> _What the task asks_: Nothing but the lines from the start of the records below through the line that has "- Updates text" should appear, each exactly as given.

> _Stored data_:

PR #845, opened 2019-12-10
Use selenium containers on services image

martinpitt:
The old "selenium" image got deprecated.
See https://github.com/cockpit-project/bots/pull/281 for details.


martinpitt:
The real change here is that this will test against a much newer firefox (and also chromium). That got blocked for a while in https://github.com/cockpit-project/bots/pull/164 , but PR #833 landed now that should fix the tests with recent selenium node versions.

PR #846, opened 2019-12-12
[WIP]  Update images list to match design 

jgiardino:
- Updates text strings and moves most of them to the beginning of the file
- Adds image size to the image list item
- Migrates list of images to PF4 data list component and makes layout updates based on [design](https://docs.google.com/presentation/d/1LCvefUG_a3o4M2Cf4xbhtNHEeyJJ2uzfQpmycKEBJHY/edit?usp=sharing)
  - As part of this design, only either the Image logs section or Uploads section is visible at a time
- Moves Logs contents to a separate component for future use with Uploads list


henrywang:
@jgiardino, could you please rebase master or send PR on `rhel-8.2` branch? The test code in master has a lot of changes due to webdriver.io update to v5. The old test code will not work in master right now, but it keeps working on branch `rhel-8.2`. Sorry for inconvenience.

components/ListView/ListItemImages.js
```diff
@@ -63,173 +129,233 @@ class ListItemImages extends React.Component {
...
-      uploadsSection = <ListItemUploads uploads={this.props.listItem.uploads} />;
+      uploadsSection = (
+        <ImagesDataList ariaLabel={formatMessage(messages.imageUploads)}>
+          {listItem.uploads.map(upload => (
+            <ListItemUploads upload={upload} key={upload.uuid} />
+          ))}
+        </ImagesDataList>
+      );
     }
+    const size = Math.round(listItem.image_size / 10000000) / 100;
```
jkozol: I think you should use increments of 1024 here. Also this rounds to the nearest 10 MB correct?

> _Problem solution_:
PR #845, opened 2019-12-10
Use selenium containers on services image

martinpitt:
The old "selenium" image got deprecated.
See https://github.com/cockpit-project/bots/pull/281 for details.


martinpitt:
The real change here is that this will test against a much newer firefox (and also chromium). That got blocked for a while in https://github.com/cockpit-project/bots/pull/164 , but PR #833 landed now that should fix the tests with recent selenium node versions.

PR #846, opened 2019-12-12
[WIP]  Update images list to match design 

jgiardino:
- Updates text strings and moves most of them to the beginning of the file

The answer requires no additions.